= 1992 in LGBTQ rights =

This is a list of notable events in the history of LGBT rights that took place in the year 1992.

==Events==
- The World Health Organization declassifies homosexuality as a mental illness in the latest edition of its list of diseases and health problems, the ICD-10.
- U.S. state of California bans sexual orientation discrimination in the private sector.
- U.S. states of Vermont and New Jersey ban sexual orientation discrimination in the private sector.
- U.S. state of Oregon's Measure 8, approved in a referendum in 1988, is ruled unconstitutional by the Oregon Court of Appeals in the case known as Merrick v. Board of Higher Education, meaning that the 1987 executive order banning public-sector discrimination on the basis of sexual orientation stands.
- The City Council of Phoenix, Arizona, prohibits discrimination based on sexual orientation in the private sector.
- San Mateo County, California, bans employment discrimination based on sexual orientation in the private sector.

===June===
- The Lesbian Avengers, a direct action group, is founded in New York City by activists from the AIDS Coalition to Unleash Power (ACT UP).

===September===
- 24 — The Kentucky Supreme Court issues its holding in Kentucky v.
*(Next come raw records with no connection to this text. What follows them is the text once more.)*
PR #203, opened 2025-01-23
test(example): use gateway, ITS, and gas service testutils

nbayindirli:
AXE-7230

### DIFF
--- a/contracts/stellar-example/src/tests/test.rs
+++ b/contracts/stellar-example/src/tests/test.rs
@@ -34,11 +34,7 @@ struct ExampleTestConfig<'a> {
 fn setup_app<'a>(env: &Env) -> ExampleTestConfig<'a> {
     let (signers, gateway_client) = setup_gateway(env, 0, 5);
     let gas_service_client = setup_gas_service(env);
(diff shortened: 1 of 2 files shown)


contracts/stellar-example/src/tests/test.rs
```diff
@@ -1,58 +1,40 @@
...
-    let owner: Address = Address::generate(env);
-    let gas_collector: Address = Address::generate(env);
-    let gas_service = env.register(AxelarGasService, (&owner, &gas_collector));
-    let gas_service_client = AxelarGasServiceClient::new(env, &gas_service);
-
-    gas_service_client
-}
-
-struct TestConfig<'a> {
+struct ExampleTestConfig<'a> {
```
milapsheth, line 26:
```suggestion
struct TestConfig<'a> {
```
Just keep it as test config? Example prefix is implied

milapsheth (approved):

contracts/stellar-example/src/tests/test.rs
nbayindirli: Mm ok yes makes sense

PR #212, opened 2025-01-25
chore: update codecov coverage config

ahramy:


codecov.yml
```diff
@@ -4,7 +4,9 @@ coverage:
       default:
         target: auto
         threshold: 0.25%
+        informational: false
```
nbayindirli, line 7: What's the motivation here?

PR #214, opened 2025-01-25
feat(axelar-std-derive): add macro to execute when contract is not paused

milapsheth:
[AXE-7255]

stellar/rs-soroban-sdk#1426 allows function attributes to be used to check for pause status

[AXE-7255]: https://axelarnetwork.atlassian.net/browse/AXE-7255?atlOrigin=eyJpIjoiNWRkNTljNzYxNjVmNDY3MDlhMDU5Y2ZhYzA5YTRkZjUiLCJwIjoiZ2l0aHViLWNvbS1KU1cifQ

### DIFF
--- a/contracts/stellar-axelar-gateway/src/contract.rs
+++ b/contracts/stellar-axelar-gateway/src/contract.rs
@@ -2,7 +2,9 @@ use soroban_sdk::xdr::ToXdr;
 use soroban_sdk::{contract, contractimpl, Address, Bytes, BytesN, Env, String, Vec};
 use stellar_axelar_std::events::Event;
 use stellar_axelar_std::ttl::extend_instance_ttl;
-use stellar_axelar_std::{ensure, interfaces, Operatable, Ownable, Pausable, Upgradable};
+use stellar_axelar_std::{
+    ensure, interfaces, when_not_paused, Operatable, Ownable, Pausable, Upgradable,
+};
 
 use crate::auth;
 use crate::error::ContractError;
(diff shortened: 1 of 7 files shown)


contracts/stellar-axelar-gateway/src/contract.rs
```diff
@@ -146,13 +148,12 @@ impl AxelarGatewayInterface for AxelarGateway {
         auth::previous_signers_retention(env)
     }
 
+    #[when_not_paused]
```
ahramy, line 151: 👍

packages/stellar-axelar-std/src/interfaces/pausable.rs
```diff
@@ -57,11 +57,19 @@ pub struct UnpausedEvent {}
 #[cfg(test)]
 mod test {
     use soroban_sdk::testutils::Address as _;
-    use soroban_sdk::{contract, contractimpl, Address, Env};
+    use soroban_sdk::{contract, contracterror, contractimpl, Address, Env};
 
     use super::{PausedEvent, UnpausedEvent};
```
ahramy, line 62: Optional: add account address to Event Log similar to https://github.com/axelarnetwork/axelar-gmp-sdk-solidity/blob/432449d7b330ec6edf5a8e0746644a253486ca87/contracts/interfaces/IPausable.sol#L11

ahramy (approved):

packages/stellar-axelar-std/src/interfaces/pausable.rs
milapsheth: The caller can be retrieved from the tx itself. It existed for EVM due to restrictions in the monitoring tool/Tenderly I believe, but it's a weird pattern to include the caller in here I feel

PR #133, opened 2020-02-04
Adding delete permission to the endpoint apiGroup

nbonavia:
Adding delte permission to the endpoint apiGroup so that Keycloak Operator does not fail when setting ownerRef while creating an external database endpoint

## Additional Information
When enabling external database, the Operator fails with the following error message: -
```
endpoints “keycloak-postgresql” is forbidden: cannot set an ownerRef on a
    resource you can’t delete: , <nil>
```

## Checklist:
- [ ] Verified by team member
- [ ] Automated Tests

### DIFF
--- a/deploy/role.yaml
+++ b/deploy/role.yaml
@@ -21,6 +21,7 @@ rules:
   - create
   - update
   - watch
+  - delete
 - apiGroups:
   - apps
   resources:


slaskawi:
@stianst We probably want this in `8.0.2`

PR #125, opened 2020-01-24
fix an few issues discovered when test monitoring

wei-lee:
## JIRA ID
https://issues.redhat.com/browse/INTLY-5027

## Verification Steps

Check the alerts here: https://prometheus-route-rhmi-middleware-monitoring.apps.weili-43.w3g9.s1.devshift.org/alerts. You should see alerts for 2 instances of keycloak are working

## Checklist:
- [ ] Verified by team member
- [ ] Comments where necessary
- [ ] Automated Tests
- [ ] Documentation changes if necessary

PR #135, opened 2020-02-06
Keycloak 12917: Fix PodMonitor Naming to prevent Prometheus-Operator from breaking

roberth1988:
Hi Guys,

me again. Once I had fixed the rights for the operator [KEYCLOAK-12915] (so it was able to work with prometheus-operator) it broke the config of the prometheus operator.

Background is that it creates currently a PodMonitor as well a ServiceMonitor with the *ApplicationName* which result into a duplicate scrape job within the config since they have both the same name.

{code}
 level=error ts=2020-02-01T00:19:35.770Z caller=main.go:587 msg="Error reloading config" err="couldn't load configuration (--config.file=\"/etc/prometheus/config_out/prometheus.env.yaml\"): parsing YAML file /etc/prometheus/config_out/prometheus.env.yaml: found multiple scrape configs with job name \"keycloak/keycloak/0\""
{code}

I would suggest adding a (in future configurable?) postfix on the PodMonitor. Which I did here in the PR. This solves the issue with the duplicate scrape job name.

### DIFF
--- a/pkg/model/pod_monitor.go
+++ b/pkg/model/pod_monitor.go
@@ -12,7 +12,7 @@ import (
 func PodMonitor(cr *v1alpha1.Keycloak) *monitoringv1.PodMonitor {
 	return &monitoringv1.PodMonitor{
 		ObjectMeta: v12.ObjectMeta{
-			Name:      ApplicationName,
+			Name:      ApplicationName + "-pod",
 			Namespace: cr.Namespace,
 			Labels: map[string]string{
 				"monitoring-key": MonitoringKey,


slaskawi:
@davidffrench @pb82 @wei-lee Would you mind to have a look at it?

From my perspective - it looks good.

wei-lee:
@slaskawi This issue is already fixed as part of this PR: https://github.com/keycloak/keycloak-operator/pull/125. We just need to merge it.

cc @davidffrench @pb82

slaskawi:
@roberth1988 Could you please check if solution proposed by @wei-lee (#125) for for you?

roberth1988:
@slaskawi works for me. I will close that PR therefore. Thanks guys!

PR #140, opened 2020-02-12
KEYCLOAK-12787: Fix external Database Support

roberth1988:
This fixes that the Database name wasn't taken from the Secret which resulted in a non working setup.


pb82:
A similar fix is included in https://github.com/keycloak/keycloak-operator/pull/137

slaskawi:
@roberth1988 Could you please check if #137 solves your problem. If it is, please close this Pull Request.

slaskawi:
Let me close this Pull Request, @roberth1988. I believe it has been addressed by @pb82 's Pull Request.

PR #142, opened 2020-02-14
KEYCLOAK-13008: Set the ClientSecret to be written as CLIENT_SECRET

roberth1988:
Hi guys,

whenever a KeycloakClient is added with:

```
clientAuthenticatorType: client-secret
```

a secret is created with 

```
CLIENT_ID
CLIENT_SECRET
```

But unfortunately the CLIENT_SECRET is always empty and therefore can't be used the way its meant.

Thats fixed within this PR.

Offtopic: Its a pain to create JIRA Ticket ... then Github-Issue .. mark all things with the JIRA-Ticket...

To check it you can adjust:
```
---
  kind: KeycloakClient
  metadata:
    finalizers:
    - client.cleanup
    generation: 2
    name: example-name
    namespace: example-ns-name
  spec:
    client:
      bearerOnly: false
      clientAuthenticatorType: client-secret
      clientId: pay
      defaultClientScopes:
      - some-scopeshere1
      - some-scopeshere2
      - some-scopeshere3
      description: The nice description
      id: exampl-example
      protocol: openid-connect
      publicClient: false
      rootUrl: ${authBaseUrl}
      serviceAccountsEnabled: true
    realmSelector:
      matchLabels:
        iam.example.cloud/keycloak-app: example-iam
```

### DIFF
--- a/pkg/common/client_state.go
+++ b/pkg/common/client_state.go
@@ -35,6 +35,12 @@ func (i *ClientState) Read(context context.Context, cr *kc.KeycloakClient, realm
 		return nil
 	}
 
+	clientSecret, err := realmClient.GetClientSecret(cr.Spec.Client.ID, i.Realm.Spec.Realm.Realm)
+	if err != nil {
+		return err
+	}
+	cr.Spec.Client.Secret = clientSecret
+
 	err = i.readClientSecret(context, cr, i.Client, controllerClient)
 	if err != nil {
 		return err


slaskawi:
Thanks for the Pull Request @roberth1988 !

As I commented in [KEYCLOAK-13008](https://issues.redhat.com/browse/KEYCLOAK-13008), this seems like a wrong approach to solve this particular case.

However, you do have right - not all `Clients` requires `Secrets`. Some of them might be public (and therefore they don't use Secrets).

Could you please repurpose your Pull Request to solve this case as well? You're very close, the `getUpdatedClientSecretState` function needs to be changes as well and tread a `nil` Secret as something expected. Also, we would need another JIRA for this one.

roberth1988:
@slaskawi I will take care of it on the weekend.

stianst:
@slaskawi see my comment in the JIRA. This looks indeed to be an issue in the Operator, not Keycloak server.

slaskawi:
After a short discussion on [KEYCLOAK-13008](https://issues.redhat.com/browse/KEYCLOAK-13008), this PR looks good to me. Thanks for the contribution @roberth1988 !

slaskawi:
@stianst May I ask you to merge this one?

Wasson, invalidating the state's sodomy law as unconstitutional.

=== October ===
- 27 — The Federal Court of Canada orders the Canadian military to stop discriminating against gays.

=== November ===
- 3
  - Denver, Aspen, and Boulder, Colorado pass ordinances to protect the rights of LGB people.
  - By a margin of 54 to 36%, voters in the U.S. state of Colorado approved Amendment 2, which prohibited bans on sexual orientation discrimination by cities in Colorado, such as the ones simultaneously enacted in Denver, Aspen, and Boulder. The amendment would never go into effect as it is soon challenged and struck down in Romer v. Evans, in which the Supreme Court of the United States ruled 6 to 3 that the Amendment did not satisfy the Equal Protection Clause of the United States Constitution.
  - Oregon Ballot Measure 9 is defeated in a referendum. The measure denounced homosexuality as "abnormal," "unnatural," and "perverse," would have prohibited sexual orientation discrimination bans in Oregon.
- Voters in Portland, Maine rejected a ballot measure to repeal a local gay rights ordinance by a vote of 57-43%.
- 5 — A clause prohibiting anti-gay verbal abuse in schools is repealed by the Fairfax County, Virginia board of education out of concerns that it promotes homosexuality.
- The Cincinnati City Council passed a city ordinance forbidding housing, employment, and public accommodations discrimination based on race, age, religion, "Appalachian origin," or sexual orientation.